The correct answer is A. fixed amount of dividends.
Preferred stock dividends are paid out before common stock dividends, and they have a fixed amount that is specified in the company’s bylaws. This means that preferred shareholders are guaranteed to receive a certain amount of money each year, regardless of the company’s performance. Common stock dividends, on the other hand, are not guaranteed. They are only paid out if the company has enough profits to do so. Additionally, the amount of common stock dividends can vary from year to year, depending on the company’s performance.
Here is a brief explanation of each option:
- A. Fixed amount of dividends: Preferred stock dividends are paid out before common stock dividends, and they have a fixed amount that is specified in the company’s bylaws. This means that preferred shareholders are guaranteed to receive a certain amount of money each year, regardless of the company’s performance.

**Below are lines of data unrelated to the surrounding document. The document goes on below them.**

PR #15353, opened 2025-09-16
[CI] Move test dependencies to tools.go

mrodm:
## Proposed commit message

Ensure that test dependencies used in CI will not fail due to a mismatch of required Golang versions.

Related failure seen in backport branches:
```
Setting up the Go environment...
GVM v0.5.2 (platform linux arch amd64
go version go1.23.4 linux/amd64
/root/.gvm/versions/go1.23.4.linux.amd64/bin/go
go: downloading github.com/magefile/mage v1.15.0
go: downloading github.com/jstemmer/go-junit-report v1.0.0
go: downloading gotest.tools/gotestsum v1.13.0
go: downloading gotest.tools v2.2.0+incompatible
go: gotest.tools/gotestsum@latest: gotest.tools/gotestsum@v1.13.0 requires go >= 1.24.0 (running go 1.23.4; GOTOOLCHAIN=local)
🚨 Error: The command exited with status 1
```

Examples of builds failing:
- https://buildkite.com/elastic/integrations/builds/31461#01995328-df87-4570-93eb-e7da7bdbe102
- https://buildkite.com/elastic/integrations/builds/31463#01995329-404c-4755-87db-3dff541dff29

## Author's Checklist

- [x] Run `mage -v check` locally.

### DIFF
--- a/.buildkite/scripts/common.sh
+++ b/.buildkite/scripts/common.sh
@@ -125,7 +125,7 @@ with_mage() {
     create_bin_folder
     with_go
 
-    go install github.com/magefile/mage@latest
+    go install "github.com/magefile/mage@${SETUP_MAGE_VERSION:-"latest"}"
 
     mage --version
 }
--- a/.buildkite/scripts/common.sh
+++ b/.buildkite/scripts/common.sh
@@ -125,14 +125,8 @@ with_mage() {
     create_bin_folder
     with_go
 
-    local install_packages=(
-            "github.com/magefile/mage"
-            "github.com/jstemmer/go-junit-report"
-            "gotest.tools/gotestsum"
-    )
-    for pkg in "${install_packages[@]}"; do
-        go install "${pkg}@latest"
-    done
+    go install github.com/magefile/mage@latest
+
     mage --version
 }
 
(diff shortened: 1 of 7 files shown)


tools.go
andrewkroh, line 1: There's a new option in Go for manage tool dependencies. Of course you can still use the tools.go method, but just thought I'd mention it:

https://go.dev/doc/modules/managing-dependencies#tools

mrodm: Thanks for the heads up about this new option @andrewkroh !! 

One question about this new option, would dependabot update those packages being defined as tools in go.mod ?

mrodm: I think at least in this PR I would continue with the tools.go method. This new option (tool directive) could be checked in a follow-up PR.

andrewkroh: Renovate does, but I think dependabot may need a change before it supports updating them automatically.

- https://github.com/dependabot/dependabot-core/issues/12050
- https://github.com/renovatebot/renovate/pull/35078

mrodm: Thanks for checking this out 
As in this repository it is used dependabot, I'll keep with the tools.go file then.

.buildkite/scripts/common.sh
```diff
@@ -125,14 +125,9 @@ with_mage() {
     create_bin_folder
     with_go
 
-    local install_packages=(
-            "github.com/magefile/mage"
-            "github.com/jstemmer/go-junit-report"
-            "gotest.tools/gotestsum"
```
mrodm, line 131: AFAIK those two dependencies were not used.

I've removed `go-junit-report` dependency, and I've set `gotestsum` to run the tests in the `magefile.go` adding the parameter to create the jUnit file.

PR #15359, opened 2025-09-16
sailpoint_identity_sc: pass events as serialised json strings

efd6:
## Proposed commit message
```
sailpoint_identity_sc: pass events as serialised json strings

This makes it possible to users who are passing events through logstash
to use the agent.

Also improve ingest pipeline error handling.
```

## Checklist

## Author's Checklist

- [ ] 

## Related issues

-


packages/sailpoint_identity_sc/data_stream/events/elasticsearch/ingest_pipeline/default.yml
```diff
@@ -1,8 +1,21 @@
 ---
 description: Pipeline for processing sailpoint identity security cloud events
 processors:
+  - set:
+      field: ecs.version
+      value: "8.11.0"
+
```
andrewkroh, line 11: Should we add in the `terminate` processor now too while doing this clean up?

packages/sailpoint_identity_sc/data_stream/events/elasticsearch/ingest_pipeline/default.yml
```diff
@@ -1,8 +1,21 @@
...
+  - remove:
+      field: message
+      ignore_missing: true
+      if: ctx.event?.original != null
   - rename:
       field: message
+      target_field: event.original
+      ignore_missing: true
+      if: ctx.event?.original == null
```
andrewkroh, line 20: Would this logic be unnecessary if the CEL program were made to populate only `event.original`?

packages/sailpoint_identity_sc/data_stream/events/elasticsearch/ingest_pipeline/default.yml
efd6: I thought about that and the CEL does not gracefully handle non-200 status codes. I'll add that too.

packages/sailpoint_identity_sc/data_stream/events/elasticsearch/ingest_pipeline/default.yml
efd6: Considering the context of the bug that this is fixing, that could be a breaking change (it's not for the op of the issue, but it could be for someone else with a similar data flow).

andrewkroh (approved):

PR #15360, opened 2025-09-16
jamf_protect: respect preserve_original_event in alerts

efd6:
## Proposed commit message

See title.

## Checklist

## Author's Checklist

- [ ] 

## Related issues

-


packages/jamf_protect/data_stream/alerts/elasticsearch/ingest_pipeline/default.yml
```diff
@@ -4,10 +4,21 @@ processors:
...
+        field: event.original
         target_field: jamf_protect.alerts
-        if: ctx.message != null
+        if: ctx.event?.original != null
+    - script:
+        description: Retain the JSON in event.original if it came in that way and we have preserve_original_event.
+        if: ctx.event?.original == null && ctx.json != null && ctx.tags != null && ctx.tags.contains('preserve_original_event')
+        source: |-
+          ctx.event = ctx.event ?: [:];
+          ctx.event.original = Json.dump(ctx.json);
```
andrewkroh: What's the use case for this? IIUC, the input sets `event.original` when `preserve_original_event` is enabled, so this should never be needed.

efd6: ¯\\\_(ツ)\_/¯

I've reached out to the original author to find out since it wasn't clear from the PR description that introduced the handling of the `json` field. My suspicion is that it comes into play with either the http_endpoint or awss3 inputs somehow.

I don't plan to merge this until I have the answer from them.

andrewkroh: I had not considered that there is an AWS-S3 input in the data stream too, but even so, that input should be populating only `message` (with stringified JSON), and therefore the `.json` field would not exist in that case either.

efd6: When I hear back I'll sort out a correction.

efd6: I've figured it out. This is happening because http_endpoint is putting the data in the `json` field (the default). It could be put somewhere else, but that would not fix the issue that this is addressing since we would still need to marshal the JSON (http_endpoint sends JSON, not a message, and there is no support for JSON marshaling in the flavour of CEL that http_endpoint provides, so it cannot be done there). I agree, this is not ideal, but I think it's the best we can do.

andrewkroh: The [preserve_original_event http_endpoint input option](https://www.elastic.co/guide/en/beats/filebeat/current/filebeat-input-http_endpoint.html#_preserve_original_event) should take care of the marshaling when the same name integration variable is enabled.

https://github.com/elastic/integrations/blob/9431cb5106c89ebb19e65646f54ecbf92dba673d/packages/jamf_protect/data_stream/alerts/agent/stream/http_endpoint.yml.hbs#L10-L11

The processor has some use in case preserve_original_event was not enabled and the pipeline fails, because then the `Json.dump` version of event.original will at least be in the event.

efd6: Looking at that, I think that should always be set to true, rather than conditional on the UI setting. Leaving it with the possibility of being false allows us to be in the situation that there is no `event.original` to be retained in the case of an error.

andrewkroh: SGTM. If we do that then I think this processor can be removed from the pipeline.

efd6: I've left it in because we will undoubtedly have people who are sending this via logstash at some point with only the `event.original`.

andrewkroh (approved):

PR #15378, opened 2025-09-17
[citrix_adc] Parsing issue for HTTPREQUEST & UDPFLOWSTAT

robester0403:
## Checklist

`run elastic-package stack up and elastic-package test pipeline`


packages/citrix_adc/changelog.yml
```diff
@@ -1,4 +1,9 @@
 # newer versions go on top
+- version: "1.17.2"
+  changes:
+    - description: "Fix the Grok processing for HTTPREQUEST and UDPFLOWSTAT in sslvpn_and_aaatm_feature pipeline with optional patterns."
```
andrewkroh: I don't think `Grok` needs to be given proper noun status. `s/Grok/grok/`

robester0403:
> When adding the new test samples, how did you choose between adding a .json file and a .log file?

Good call! I corrected both logs should be in a .log file and after re-reading the raw data the logs were observed by the firewall. I moved the logs to test-citrix-waf-native-14-1.log after seeing that's where these logs are from.

packages/citrix_adc/changelog.yml
```diff
@@ -1,4 +1,9 @@
 # newer versions go on top
+- version: "1.17.2"
+  changes:
+    - description: "Fix Grok processing for HTTPREQUEST and UDPFLOWSTAT in sslvpn_and_aaatm_feature pipeline with optional patterns."
```
andrewkroh:
```suggestion
    - description: "Fix grok processing for HTTPREQUEST and UDPFLOWSTAT in sslvpn_and_aaatm_feature pipeline with optional patterns."
```

robester0403:
> The additions here look fine.
> 
> This isn't new, but I noticed it while reviewing the generated files - there is a lot of duplication in these events. In particular between
> 
> * `event.original` (keyword)
> * `citrix.detail` (keyword)
> * `citrix.extended.message` (part of a `flattened`)
> * `citrix_adc.log.message` (keyword).
> 
> `citrix.detail` is a duplicate of event.original. This could be turned into an `alias` to retain the behavior when `preserve_original_event` is enabled, but I would probably omit the alias given other parts will be a breaking change.
> 
> `citrix.extended.message` moves to `message` so that the event has the core ECS [message](https://www.elastic.co/docs/reference/ecs/ecs-base#field-message) field which is `match_only_text` for search.
> 
> `citrix_adc.log.message` is removed. The same info will be in `message`.
> 
> This would reduce the event size, make search work better, and better follow ECS. We should probably have an issue to track this cleanup for a future breaking change.

I will make an issue for this in our backlog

- B. Fixed amount of shares: This is not correct. The number of shares of preferred stock that a company issues is not fixed. It can be increased or decreased by the company’s board of directors.
- C. Variable amount of dividends: This is not correct. Preferred stock dividends are paid out before common stock dividends, and they have a fixed amount that is specified in the company’s bylaws. This means that preferred shareholders are guaranteed to receive a certain amount of money each year, regardless of the company’s performance.
- D. Variable amount of shares: This is not correct. The number of shares of preferred stock that a company issues is not fixed. It can be increased or decreased by the company’s board of directors.